◆ Data ◆
PR #4969, opened 2021-06-30
flake.nixConfig: fix flake-registry config settings

balsoft:
Before this commit, nixConfig.flake-registry didn't have any real effect
on the evaluation, since config was applied after inputs were evaluated.
Change this behavior: apply the config in the beginning of flake::lockFile.

Tested on single-user and multi-user systems.

### DIFF
--- a/src/libexpr/flake/flake.cc
+++ b/src/libexpr/flake/flake.cc
@@ -298,8 +298,10 @@ LockedFlake lockFlake(
 
     auto flake = getFlake(state, topRef, lockFlags.useRegistries, flakeCache);
 
-    flake.config.apply();
-    // FIXME: send new config to the daemon.
+    if (lockFlags.applyNixConfig) {
+        flake.config.apply();
+        // FIXME: send new config to the daemon.
+    }
 
     try {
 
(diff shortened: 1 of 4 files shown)


mkaito (approved):
> +3 −2

My favourite kind of PR

src/libexpr/flake/flake.cc
```diff
@@ -298,6 +298,9 @@ LockedFlake lockFlake(
 
     auto flake = getFlake(state, topRef, lockFlags.useRegistries, flakeCache);
 
+    flake.config.apply();
```
regnat, line 301: Unless I miss something, this will also apply for the `getFlake` builtin, which would be quite impure.

Maybe you can add a new field to `LockFlags` so that it’s only triggerd conditionally

regnat (changes requested):

src/libexpr/flake/flake.cc
balsoft: Good point!

Added a flag and set it true when:

- used through `getLockedFlake` in installable
- `nix flake {update,lock}`

PR #4971, opened 2021-07-02
Respect TERM=dumb more consistently

ylh:
This is a huge quality-of-life improvement for my niche use case:
current
patched


edolstra:
Looks good, but maybe instead of `TERM=dumb` we should respect `NO_COLOR` instead or additionally (see https://no-color.org/).

ylh:
First time hearing of that convention, but by the looks of it, checking for `NO_COLOR` in addition seems like the most sensible option. I've tacked on a commit accordingly.

edolstra:
Thanks!

PR #4972, opened 2021-07-02
Redirect some Nix commands output to a pager 

### LINKED ISSUE #4548: Revive piping output into the pager
Some of the old CLI commands (like `nix-env -qa`) automatically pipe results into the pager. The new CLI should do this as well (in particular `nix search`).

thufschmitt:
Make `nix search`, `nix flake show` and `nix flake metadata` pipe their
output into a pager to make their result easier to visualise.

Fix #4548

### DIFF
--- a/src/libcmd/repl.cc
+++ b/src/libcmd/repl.cc
@@ -29,6 +29,7 @@ extern "C" {
 #include "attr-path.hh"
 #include "store-api.hh"
 #include "log-store.hh"
+#include "loggers.hh"
 #include "common-eval-args.hh"
 #include "get-drvs.hh"
 #include "derivations.hh"
--- a/src/libmain/loggers.cc
+++ b/src/libmain/loggers.cc
@@ -1,5 +1,6 @@
 #include "loggers.hh"
 #include "progress-bar.hh"
+#include "paged-logger.hh"
 #include "util.hh"
 
 namespace nix {
@@ -51,6 +52,16 @@ void setLogFormat(const LogFormat & logFormat) {
 
 void createDefaultLogger() {
     logger = makeDefaultLogger();
+}
+
+RunPager::RunPager()
+    : previousLogger(logger)
+{
+    logger = new PagedLogger(previousLogger);
+}
+
+RunPager::~RunPager() {
+    logger = previousLogger;
 }
 
 }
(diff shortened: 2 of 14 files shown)


edolstra:
So the reason I didn't enable paging yet is that it can interact badly with the progress indicator. Maybe what we should do is show the progress indicator until the first output is written, then disable the progress indicator and start the pager.

regnat:
> So the reason I didn't enable paging yet is that it can interact badly with the progress indicator. Maybe what we should do is show the progress indicator until the first output is written, then disable the progress indicator and start the pager.

I’ve actually disabled the progress indicator altogether when using the pager ([here](https://github.com/NixOS/nix/pull/4972/files#diff-aca69dfa28aaf6fff9e8629ac7240576bd8d5a3eab1c52ca30aea44d5e6da1bdR389)). But waiting for the first output might be nicer (I’ve no idea how to do that though :) ).

edolstra:
Ideally we would use `logger->writeToStdout` everywhere (instead of `std::cout`), and then the progress bar logger can disable itself and start the pager the first time `writeToStdout` is called.

regnat:
@edolstra I’ve rewritten the proxy mechanism in 8ad1ed5fb66b9443997aac761c1baf6771b30160 to wrap a logger rather than being its own different thing. That way we can nicely intercept `writeToStdout` to start the pager as needed and tell the underlying pager not to dump arbitrary stuff on stdeer anymore

src/nix/flake.cc.orig
```diff
@@ -0,0 +1,1180 @@
+#include "command.hh"
```
SuperSandro2000, line 1: You included the file by accident, right?

SuperSandro2000:
Does less -R support the progress bar?

src/nix/flake.cc.orig
regnat: Ooops, yes. Thanks, fixed

regnat:
> Does less -R support the progress bar?

`-R` wouldn’t. `-r` might, but it’s a bit hacky (and explicitly not recommended), so I’d rather not rely on that

thufschmitt:
@edolstra friendly ping :)

edolstra:
Marking it as draft since it has a bunch of conflicts. Anybody want to pick this up?

tomberek:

◆ Task brief ◆
Copy out the material above in its entirety, exactly.

◆ Finished task ◆
PR #4969, opened 2021-06-30
flake.nixConfig: fix flake-registry config settings

balsoft:
Before this commit, nixConfig.flake-registry didn't have any real effect
on the evaluation, since config was applied after inputs were evaluated.
Change this behavior: apply the config in the beginning of flake::lockFile.

Tested on single-user and multi-user systems.

### DIFF
--- a/src/libexpr/flake/flake.cc
+++ b/src/libexpr/flake/flake.cc
@@ -298,8 +298,10 @@ LockedFlake lockFlake(
 
     auto flake = getFlake(state, topRef, lockFlags.useRegistries, flakeCache);
 
-    flake.config.apply();
-    // FIXME: send new config to the daemon.
+    if (lockFlags.applyNixConfig) {
+        flake.config.apply();
+        // FIXME: send new config to the daemon.
+    }
 
     try {
 
(diff shortened: 1 of 4 files shown)


mkaito (approved):
> +3 −2

My favourite kind of PR

src/libexpr/flake/flake.cc
```diff
@@ -298,6 +298,9 @@ LockedFlake lockFlake(
 
     auto flake = getFlake(state, topRef, lockFlags.useRegistries, flakeCache);
 
+    flake.config.apply();
```
regnat, line 301: Unless I miss something, this will also apply for the `getFlake` builtin, which would be quite impure.

Maybe you can add a new field to `LockFlags` so that it’s only triggerd conditionally

regnat (changes requested):

src/libexpr/flake/flake.cc
balsoft: Good point!

Added a flag and set it true when:

- used through `getLockedFlake` in installable
- `nix flake {update,lock}`

PR #4971, opened 2021-07-02
Respect TERM=dumb more consistently

ylh:
This is a huge quality-of-life improvement for my niche use case:
current
patched


edolstra:
Looks good, but maybe instead of `TERM=dumb` we should respect `NO_COLOR` instead or additionally (see https://no-color.org/).

ylh:
First time hearing of that convention, but by the looks of it, checking for `NO_COLOR` in addition seems like the most sensible option. I've tacked on a commit accordingly.

edolstra:
Thanks!

PR #4972, opened 2021-07-02
Redirect some Nix commands output to a pager 

### LINKED ISSUE #4548: Revive piping output into the pager
Some of the old CLI commands (like `nix-env -qa`) automatically pipe results into the pager. The new CLI should do this as well (in particular `nix search`).

thufschmitt:
Make `nix search`, `nix flake show` and `nix flake metadata` pipe their
output into a pager to make their result easier to visualise.

Fix #4548

### DIFF
--- a/src/libcmd/repl.cc
+++ b/src/libcmd/repl.cc
@@ -29,6 +29,7 @@ extern "C" {
 #include "attr-path.hh"
 #include "store-api.hh"
 #include "log-store.hh"
+#include "loggers.hh"
 #include "common-eval-args.hh"
 #include "get-drvs.hh"
 #include "derivations.hh"
--- a/src/libmain/loggers.cc
+++ b/src/libmain/loggers.cc
@@ -1,5 +1,6 @@
 #include "loggers.hh"
 #include "progress-bar.hh"
+#include "paged-logger.hh"
 #include "util.hh"
 
 namespace nix {
@@ -51,6 +52,16 @@ void setLogFormat(const LogFormat & logFormat) {
 
 void createDefaultLogger() {
     logger = makeDefaultLogger();
+}
+
+RunPager::RunPager()
+    : previousLogger(logger)
+{
+    logger = new PagedLogger(previousLogger);
+}
+
+RunPager::~RunPager() {
+    logger = previousLogger;
 }
 
 }
(diff shortened: 2 of 14 files shown)


edolstra:
So the reason I didn't enable paging yet is that it can interact badly with the progress indicator. Maybe what we should do is show the progress indicator until the first output is written, then disable the progress indicator and start the pager.

regnat:
> So the reason I didn't enable paging yet is that it can interact badly with the progress indicator. Maybe what we should do is show the progress indicator until the first output is written, then disable the progress indicator and start the pager.

I’ve actually disabled the progress indicator altogether when using the pager ([here](https://github.com/NixOS/nix/pull/4972/files#diff-aca69dfa28aaf6fff9e8629ac7240576bd8d5a3eab1c52ca30aea44d5e6da1bdR389)). But waiting for the first output might be nicer (I’ve no idea how to do that though :) ).

edolstra:
Ideally we would use `logger->writeToStdout` everywhere (instead of `std::cout`), and then the progress bar logger can disable itself and start the pager the first time `writeToStdout` is called.

regnat:
@edolstra I’ve rewritten the proxy mechanism in 8ad1ed5fb66b9443997aac761c1baf6771b30160 to wrap a logger rather than being its own different thing. That way we can nicely intercept `writeToStdout` to start the pager as needed and tell the underlying pager not to dump arbitrary stuff on stdeer anymore

src/nix/flake.cc.orig
```diff
@@ -0,0 +1,1180 @@
+#include "command.hh"
```
SuperSandro2000, line 1: You included the file by accident, right?

SuperSandro2000:
Does less -R support the progress bar?

src/nix/flake.cc.orig
regnat: Ooops, yes. Thanks, fixed

regnat:
> Does less -R support the progress bar?

`-R` wouldn’t. `-r` might, but it’s a bit hacky (and explicitly not recommended), so I’d rather not rely on that

thufschmitt:
@edolstra friendly ping :)

edolstra:
Marking it as draft since it has a bunch of conflicts. Anybody want to pick this up?

tomberek:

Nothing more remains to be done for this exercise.